PR #96, opened 2017-07-25
update user password hashing, add tests

tpolecat:
This PR updates password hashing `bcrypt/10` and builds out the `UserDao` enough to test.

Resolves #96

### DIFF
--- a/modules/db/src/main/scala/gem/dao/UserDao.scala
+++ b/modules/db/src/main/scala/gem/dao/UserDao.scala
@@ -49,6 +49,32 @@ object UserDao {
     Statements.selectRoles(id).list.map(_.foldMap { case (k, v) => Map((k -> Set(v))) })
 
   /**
+   * Insert or update a program role.
+   * @group Updates
+   */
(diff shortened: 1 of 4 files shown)


modules/db/src/main/scala/gem/dao/UserDao.scala
```diff
@@ -81,11 +110,39 @@ object UserDao {
       """.query
 
     def changePassword(uid: User.Id, oldPassword: String, newPassword: String): Update0 =
-      sql"""
+      (fr"""
         UPDATE gem_user
-        SET    md5 = md5($newPassword)
-        WHERE  id  = ${uid}
-        AND    md5 = md5($oldPassword)
+        SET    hash = crypt($newPassword, gen_salt('bf', 10))
```
jdnavarro: Nice, I didn't realize `pgcrypto` already included the `bcrypt` algorithm. I wonder why they don't highlight it in the documentation.

cquiroz:
Looks great and a nice collection of tests 👍

PR #97, opened 2017-07-27
WIP - gem webserver

tpolecat:
This upgrades http4s to 0.16 and makes a few changes to the `Service` interface, but is mostly a new sub-project that adds a web server. All you can do now is log in and do a text search for programs. Copied many ideas from ocs3, thanks @cquiroz for hints.


modules/json/src/main/scala/gem/json.scala
```diff
@@ -66,4 +66,17 @@ package object json {
   // Codec for GcalArcs
   implicit def gcalArcsCodec: CodecJson[GcalArcs] =
     CodecJson.derived[OneAnd[ISet, GcalArc]].xmap(oa => GcalArcs(oa.head, oa.tail.toList))(_.arcs)
+
+  // Codec for role maps
+  implicit def programIdKeyedMapCodec[A: CodecJson]: CodecJson[Map[Program.Id, A]] =
+    CodecJson.derived[Map[String, A]].xmap(
```
cquiroz: neat

modules/web/src/main/scala/Application.scala
```diff
@@ -0,0 +1,49 @@
...
+  def globToSql(s: String): String =
+    s.replaceAll("\\*", "%")
+     .replaceAll("\\.", "?")
+
+  /** Gem application endpoints. */
+  def service: AuthedService[GemService[Task]] =
+    AuthedService {
+
+      // Select matching program ids and titles.
+      case GET -> Root / "api" / "query" / "program" :? Query(q) +& Limit(n) as gs =>
```
cquiroz: What's the role of `Limit`?

modules/web/src/main/scala/Gatekeeper.scala
```diff
@@ -0,0 +1,112 @@
...
+     */
+    def encode(env: Environment, user: User[_]): Task[String] =
+      create(user, env.config.jwt.ttlSeconds).map(env.encodeJwt(_))
+
+    /**
+     * Like `encode`, but embeds the encoded JWT in a cooke with environment-specified
+     * name.
+     */
+    def cookie(env: Environment, user: User[_]): Task[Cookie] =
+      encode(env, user).map(Cookie(env.config.jwt.cookieName, _))
```
cquiroz: You may want to mark the cookie `httpOnly` and `secure` when doing `https`

modules/web/src/main/scala/package.scala
```diff
@@ -0,0 +1,36 @@
...
+    }
+
+  implicit class QueryParamDecoderOps[A](fa: QueryParamDecoder[A]) {
+    def matcher(key: String): QueryParamDecoderMatcher[A] =
+      new QueryParamDecoderMatcher[A](key)(fa) {}
+    def optMatcher(key: String): OptionalQueryParamDecoderMatcher[A] =
+      new OptionalQueryParamDecoderMatcher[A](key)(fa) {}
+  }
+
+  implicit class RequestOps(req: Request) {
```
cquiroz: `AnyVal`

modules/web/src/main/scala/Gatekeeper.scala
```diff
@@ -0,0 +1,112 @@
...
+          }
+        }
+
+      // curl -i -b gem.jwt=... localhost:8080/something/else
+      case req =>
+        GemToken.decodeFromCookie(env, req).flatMap {
+          case Left(msg)  => Forbidden(msg)
+          case Right(jwt) =>
+            env.service(jwt.uid).flatMap {
+              case None      => Forbidden(s"JWT is valid but user ${jwt.uid} was not found.")
```
cquiroz: If you want to be picky, I suppose this leaks some information. OTOH hand we constructed the cookie with the private key so an attacker should not be able to make one

modules/web/src/main/scala/Application.scala
tpolecat: It says "only show me the first `n` matches" … the UI should limit the search because there's no point showing thousands of matches.

modules/web/src/main/scala/Gatekeeper.scala
tpolecat: 👍  ok I'll circle back to that when we set up https.

modules/web/src/main/scala/package.scala
tpolecat: 👍

PR #98, opened 2017-07-31
Port of core to support scala.js

cquiroz:
After several attempts I think I managed to get `gem/core` to compile to js using the typelevel compiler. 

There is one test case failing on js and I'm ignoring it but should be reviewed

### DIFF
--- a/build.sbt
+++ b/build.sbt
@@ -13,7 +13,7 @@ lazy val http4sVersion            = "0.16.0a-M3"
 lazy val scalaXmlVerson           = "1.0.6"
 lazy val scalaParsersVersion      = "1.0.4"
 lazy val tucoVersion              = "0.1.1"
-lazy val attoVersion              = "0.5.2"
+lazy val attoVersion              = "0.5.3"
 lazy val slf4jVersion             = "1.7.25"
 lazy val jwtVersion               = "0.14.0"
 
@@ -51,10 +51,13 @@ organizationName in ThisBuild := "Association of Universities for Research in As
 startYear        in ThisBuild := Some(2017)
 licenses         in ThisBuild += ("BSD-3-Clause", new URL("https://opensource.org/licenses/BSD-3-Clause"))
 
-lazy val testLibs = Seq(
-  "org.scalatest"  %% "scalatest"  % scalaTestVersion  % "test",
-  "org.scalacheck" %% "scalacheck" % scalaCheckVersion % "test"
-)
+// Make JS tests run fine on travis
+parallelExecution in (ThisBuild, Test) := false
+
+lazy val testLibs = Def.setting(Seq(
+  "org.scalatest"  %%% "scalatest"  % scalaTestVersion  % "test",
+  "org.scalacheck" %%% "scalacheck" % scalaCheckVersion % "test"
+))
 
 lazy val gemWarts =
   Warts.allBut(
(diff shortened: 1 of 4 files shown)


modules/core/src/test/scala/gem/LocationSpec.scala
```diff
@@ -70,7 +70,7 @@ class LocationSpec extends FlatSpec with Matchers with PropertyChecks with Arbit
     }
   }
 
-  it should "produce a sorted list of Location.Middle" in {
+  ignore should "produce a sorted list of Location.Middle" in {
```
cquiroz: This is failing with a `Maximum call stack size exceeded` error on JS. The stack size is smaller on JS so it produces this error. Any ideas to change `find` to make it stack safe? Otherwise we could make `count` smaller

swalker2m: The recursive function in `find` is `@tailrec` but I take it that doesn't help JavaScript?

cquiroz: TBH I don't know

swalker2m: Maybe it's the `foldRight` that is used in `toBase10`.

tpolecat: The tail call rewrite is independent of the runtime … it happens way before you know whether you're targeting JVM or JS. So this is suspicious.

swalker2m: I suspect the `foldRight` in `toBase10`.  Switching to `reverse` first and `foldLeft` may work, I guess.  Even if it does work, there may be better solutions.

```scala
loc.positions.take(len).reverse.foldLeft((Zero, One)) { case ((acc, pow), i) =>
```

build.sbt
```diff
@@ -164,27 +167,41 @@ lazy val flywaySettings = Seq(
...
+      "org.scalaz"   %%% "scalaz-core"          % scalazVersion,
+      "com.chuusai"  %%% "shapeless"            % shapelessVersion,
+      "org.tpolecat" %%% "atto-core"            % attoVersion,
+      "org.tpolecat" %%% "atto-compat-scalaz72" % attoVersion
     ),
     sourceGenerators in Compile +=
       Def.task { gen2((sourceManaged in Compile).value / "gem").unsafePerformIO }.taskValue
   )
+  .jsSettings(
+    // Skip using the typelevel compiler until interoperability is improved
```
cquiroz: I should remove that line 😄

modules/core/src/test/scala/gem/LocationSpec.scala
cquiroz: The change from `foldLeft` to `foldRight` doesn't fix the test

swalker2m: Looking at it closely, there are a number of `IList` methods that aren't stack safe.  If you want to merge this with the test case ignored I can work on making it work with JS.

cquiroz:
I'm considering removing a`coreJS` from the aggregate so you can develop without the increased compilation times but keep it on travis to alert you if you break the js side

modules/core/src/test/scala/gem/LocationSpec.scala
tpolecat: Hm, every method on `IList` should be stacksafe. Still suspicious.

swalker2m: If we're otherwise okay on this PR, I'll work on it after it is merged.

**What is required**
For the material, work out how many lines hold the string "scalatest". Your reply must be the number alone.

**The completed task**
2